1.7. Construct Validity
An important aspect of AIG development is construct validity. Whitely [
51] proposed two aspects of construct validation that stem from different types of supporting research, namely, construct representation and nomothetic span. Construct representation is concerned with recognising the theoretical concepts that influence item responses and is mostly related to the processes, strategies and knowledge structures that are involved in solving the item [
51]. That is, elements within the items are manipulated to vary cognitive demands. Mathematical modelling of item difficulty has often been a chief approach in understanding construct representation because it can be used to identify cognitive processes, develop item models and empirically evaluate generated items [
52]. Thus, item difficulty indirectly affects the construct representation through the cognitive processing ability of the individual. Individuals may engage in various processes simultaneously if the tasks are deemed complex. Often, the processes that are most important within a set of items determine which dimension is being measured. Even though the item features vary, the parameters of the items should vary in a predictable fashion depending on the patterns of cognitive complexity [
1]. Thus, the proposed cognitive model should be accountable for all significant sources of variance in item difficulty.
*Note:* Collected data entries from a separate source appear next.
PR #214, opened 2021-02-26
Update to NServiceBus Core alpha 852

timbussmann:
Adding the mandatory `CancellationToken` parameters and passing `CancellationToken.None` to all methods that require a cancellation token now. The actual usage of the tokens will be corrected by the related TF.

cc @andreasohlund


SzymonPobiega (approved):

timbussmann:
@andreasohlund just an FYI based on the last commit: there is a field named `cancellationToken` in the message pump class that is used to signal shutdown internally. Since the cancellation token parameter has the same name, it's easy to hide the field. That caused the shutdown to fail before the fix. Might be something to pay attention to when implementing the CTS usage.

PR #224, opened 2021-03-05
Update to NServiceBus Core alpha 880

timbussmann:
Implements the necessary changes to share the context with the `ErrorContext`. This needs to be carefully reviewed to ensure we use the correct context (current context for the incoming message or the stored context in the LRU storage).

Nomothetic span is concerned with the external correlates of test scores to other related measures [
51]. The focus is on assessing the utility of the test for measuring individual differences. Individual differences on a test should have frequent and strong correlations with other related tests measuring the same construct. It is not unusual to have a well-supported, constructed representation but relatively low correlations with other measures [
53]. In contrast, nomothetic span of general intelligence tests is often strong but construct representation remains a continuous academic discourse [
54]. Therefore, the generated number series items must be evaluated for aspects of nomothetic span, allowing specific predictions about external correlates of scores to be made from reference tests measuring similar constructs. The 16-item International Cognitive Ability Resource (ICAR) short form test [
55] was used as an external measure of the nomothetic span. A four-factor solution was previously identified to be the optimal solution with different item types representing different factors [
55]. With these goals in mind, this study examines the item properties to better understand the shared variance of the item difficulties and cognitive operators, as well as the construct and criterion validity of the newly developed automatic number series item generator.